The key, Ibanez said, is not only working hard, but also smart and efficiently, and staying motivated.

“The most important thing is the intensity with which you do things,” Ibanez said. “Nobody knows but you whether you gave everything you have on every set, every rep. You give your all in everything you do. . . . It’s like compound interest. Over time, it has to pay dividends.”

Ibanez built an elaborate gym — complete with hyperbaric chamber — in his Seattle-area home, and in addition to a rigorous winter workout regimen, he underwent surgery to correct an astigmatism in his right eye.
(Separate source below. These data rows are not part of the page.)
Issue #1153, opened 2016-11-15
Distribute agents from separate container, not from API


garagatyi:
Now we host agent binaries in tomcat in API container. It is not responsibility of API and should be separated.
We can use any server that hosts files.

PR #1346, opened 2016-12-14
Distribute agents from separate container, not from API

tolusha:
### What does this PR do?
Distribute agents from separate container, not from API

https://github.com/codenvy/codenvy/issues/1153

### Previous Behavior
Agents were being downloaded from master.

### New Behavior
Agents will be downloaded from dedicated docker container.

### Tests written?
Manual testing


benoitf:
Is that 9000 port is a port that clients need to connect ? (if yes we have to check the port locally)
https://github.com/codenvy/codenvy/blob/master/dockerfiles/cli/scripts/cli.sh#L130-L135
it seems we should check the port in dev mode

To provide the agents, in the PR, you're using alpine + lighthttpd
as we're already requiring nginx image, shouldn't it be better to use nginx image ? so we don't require/need a new image

dockerfiles/agents/Dockerfile
```diff
@@ -0,0 +1,26 @@
...
+#    docker run -p 9000:9000 codenvy/agents
+
+FROM alpine:3.4
+
+RUN apk update \
+    && apk add lighttpd \
+    && echo "server.port = 9000" >> /etc/lighttpd/lighttpd.conf \
+    && ln -s /home/user/che /var/www/localhost/htdocs/agent-binaries
+
+RUN addgroup -S user && adduser -S -g user user
```
riuvshin: do we really need user here?

dockerfiles/agents/Dockerfile
```diff
@@ -0,0 +1,26 @@
...
+
+COPY dependency /home/user/che/
+
+EXPOSE 9000
+
+CMD ["lighttpd", "-f", "/etc/lighttpd/lighttpd.conf", "-D"]
```
riuvshin: where is lighttpd.conf ? maybe we need generate that config with puppet?

riuvshin:
@benoitf no 9000 port is internal all connections will be to haproxy like <CHE_API>/agent-binaries

benoitf:
@riuvshin 
```
+<% if scope.lookupvar('compose::env') != 'production' -%>
 +    ports:
 +      - '9000:9000'
 +<% end -%>
```

riuvshin:
yes this is for dev mode, I've asked to add this because I thought it will be tomcat and we will need be able to debug it in dev mode. so we have to remove that part.
that container with agents was added as haproxy backend so all clients will connect to haproxy

dockerfiles/agents/Dockerfile
tolusha: Agree. should be managed by puppet

tolusha:
@benoitf 
The task is about to add a dedicated container not to reuse existed one.

benoitf:
@tolusha yes I was talking about image, not the container

dockerfiles/init/modules/compose/templates/docker-compose.yml.erb
```diff
@@ -158,13 +159,32 @@ services:
...
 ########################
+# AGENTS
+########################
+  agents:
+    image: <%= ENV["IMAGE_AGENTS"] %>
+    volumes:
+      - '<%= scope.lookupvar('compose::codenvy_folder') -%>/config/lighttpd/lighttpd.conf:/etc/lighttpd/lighttpd.conf'
+<% if scope.lookupvar('compose::env') != 'production' -%>
+    ports:
+      - '9000:9000'
```
benoitf: if this code is still there
then
https://github.com/codenvy/codenvy/blob/master/dockerfiles/cli/scripts/cli.sh#L130-L135 need to check 900 port

if the local listener is dropped, then no need to check this port

dockerfiles/agents/Dockerfile
```diff
@@ -0,0 +1,23 @@
...
+#   docker build -t codenvy/agents .
+#
+# use:
+#    docker run -p 9000:9000 codenvy/agents
+
+FROM alpine:3.4
+
+RUN apk update \
+    && apk add lighttpd \
+    && ln -s /data /var/www/localhost/htdocs/agent-binaries
```
benoitf: to reduce size of the image, cache of apk is usually dropped as /tmp folder : 
`rm -rf /var/cache/apk/*` and sometimes `/tmp` folder
`

dockerfiles/agents/build.sh
```diff
@@ -0,0 +1,39 @@
...
+TERMINAL_AGENTS=("org.eclipse.che:exec-agent:${POM_VERSION}:tar.gz:linux_amd64"
+                 "org.eclipse.che:exec-agent:${POM_VERSION}:tar.gz:linux_arm7");
+
+for artifact in ${TERMINAL_AGENTS[@]}; do
+    prefix=$(echo ${artifact} | cut -d ':' -f 5)
+    mvn dependency:copy -Dartifact=${artifact} -DoutputDirectory=${DEPENDENCY_DIR}/${prefix}/terminal -Dmdep.stripVersion=true
+    mv ${DEPENDENCY_DIR}/${prefix}/terminal/exec-agent-${prefix}.tar.gz ${DEPENDENCY_DIR}/${prefix}/terminal/websocket-terminal-${prefix}.tar.gz
+done
+
+mvn dependency:copy -Dartifact=com.codenvy.onpremises:onpremises-ide-packaging-tomcat-ext-server:${POM_VERSION}:tar.gz \
```
benoitf: could we use a maven pom + assembly.xml file to copy all the required dependencies ?
then we could only call a single maven command

dockerfiles/init/modules/lighttpd/templates/lighttpd.conf.erb
```diff
@@ -0,0 +1,323 @@
+###############################################################################
+# Default lighttpd.conf for Gentoo.
```
benoitf: I'm not sure comment is accurate as we're based on alpine

dockerfiles/agents/build.sh
```diff
@@ -0,0 +1,39 @@
...
+
+# prepare
+DIR=$(cd "$(dirname "$0")"; pwd)
+DEPENDENCY_DIR="${DIR}/dependency"
+POM_VERSION=$(cat ${DIR}/../../pom.xml | grep "^        <version>.*</version>$" | awk -F'[><]' '{print $3}')
+
+rm -rf ${DEPENDENCY_DIR}
+
+TERMINAL_AGENTS=("org.eclipse.che:exec-agent:${POM_VERSION}:tar.gz:linux_amd64"
+                 "org.eclipse.che:exec-agent:${POM_VERSION}:tar.gz:linux_arm7");
```
benoitf: in which case the linux_arm7 will work ?
as all docker containers being based on linux/amd64 I don't see a usecase where arm arch will work ?

dockerfiles/init/modules/lighttpd/templates/lighttpd.conf.erb
```diff
@@ -0,0 +1,323 @@
...
+# }}}
+
+# {{{ debug
+# debug.log-request-header   = "enable"
+# debug.log-response-header  = "enable"
+# debug.log-request-handling = "enable"
+# debug.log-file-not-found   = "enable"
+# }}}
+
+# vim: set ft=conf foldmethod=marker et :
```
benoitf: maybe we could drop tons of the commented lines ?

dockerfiles/agents/build.sh
tolusha: The only case I can see is in creating ssh machine (artic device)

dockerfiles/init/modules/lighttpd/templates/lighttpd.conf.erb
```diff
@@ -0,0 +1,323 @@
...
+
+# event handler (defaults to "poll")
+# see performance.txt
+#
+# for >= linux-2.4
+#   server.event-handler = "linux-rtsig"
+# for >= linux-2.6
+#   server.event-handler = "linux-sysepoll"
+# for FreeBSD
+#   server.event-handler = "freebsd-kqueue"
```
riuvshin: this is default content of lighttpd.conf

dockerfiles/init/modules/lighttpd/templates/lighttpd.conf.erb
riuvshin: this is default content of lighttpd.conf it have info for all operations systems I think

dockerfiles/init/modules/lighttpd/manifests/init.pp
```diff
@@ -0,0 +1,12 @@
+class lighttpd {
+  file { "/opt/codenvy/config/lighttpd":
+    ensure  => "directory",
+    mode    => "755",
```
riuvshin: this is common folder permission we always use that mode for folders we manage

dockerfiles/init/modules/compose/templates/docker-compose.yml.erb
riuvshin: Anatoly wanted to keep open that port in dev mode to test server without codenvy.
We don;t need check this port I think as it is only in dev mode
(but I still want OK to remove that.)

benoitf: either code is removed or either the port is checked in dev mode (as we do for debug port)

dockerfiles/init/modules/lighttpd/templates/lighttpd.conf.erb
riuvshin: this is default content of that config, Im OK to drop comments.

tolusha:
@benoitf 
Updated

riuvshin:
@tolusha Please prvide  PR for customer-saas same way, you may need @benoitf  help

tolusha:
`lighttpd` is the most light weight web serve I've found. That's was the purpose of using it.

tolusha:
@skabashnyuk 
Whose answer you are waiting for?

skabashnyuk:
ok up to you

PR #1366, opened 2016-12-16
Adding runbook to admin docs

bmicklea:
Adds the runbook content from readme.io to these docs. This content still needs to be updated for dockeried codenvy.


bmicklea:
@JamesDrummond - can you check the page meta info like the permalink, etc... I copied it from one of the other admin pages.

PR #1367, opened 2016-12-16
Allow to use templating for product in docs

benoitf:
Introduce a plugin for "product"
allow to use `product.name`, `product.mini_name`, `product.formal_name`

example : `{% product.mini_name %}`


benoitf:
@JamesDrummond ?

TylerJewell:
Ok - for those reviewing this, in the plugin, this is where the various constants would be added. So we would have similar constants that we add to the CLI:
1. CLI image name
2. CLI init image name
3. Various product names

There may be other things in the future.

benoitf:
rebased pull request

benoitf:
@JamesDrummond well it's true that we can use jekyll as well with site. prefix
But I was thinking it was more natural to use `{% product.mini_name %}`instead of {% site .product.mini_name %} as it's shorter.

we may probably as well use yaml to populate the plugin

BTW I've not written many docs so I let you and @TylerJewell pickup what is the best for you

bmicklea:
@JamesDrummond I think we're going with the in-Jekyll approach for this, right?  If so this PR should be closed without merging, right?

JamesDrummond:
@bmicklea Close without merging. Yes.

PR #1379, opened 2016-12-19
Add Simulated Scaling Docs

TylerJewell:
### What does this PR do?
1. Adds a section to the managing doc of the admin-guide to discuss how to use Docker Machine to simulate running a 3 node Codenvy cluster where 2 of the nodes are workspace node and the third is a Codenvy node.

A left-handed hitter, he now has 20-15 vision out of that eye.

“If I didn’t think I could still perform at a high level and exceed the level I was at last year, I wouldn’t play,” said Ibanez, who has hit the ball hard but is batting just .208 with one homer and four RBIs in exhibition games this spring.

The Angels need Ibanez to fill some of the power void left by Mark Trumbo, who had a team-leading 34 homers and 100 RBIs last season but was traded to Arizona. That doesn’t mean Ibanez feels any kind of pressure to produce a 30-homer, 100-RBI season.

“I’ve said this for years — pressure is a single mom working two jobs and trying to feed her family,” Ibanez said. “This is baseball. I thrive in adverse situations, so I don’t think there’s any pressure whatsoever.

“I’m going to do everything in my power to help this team achieve the ultimate goal, winning the World Series.”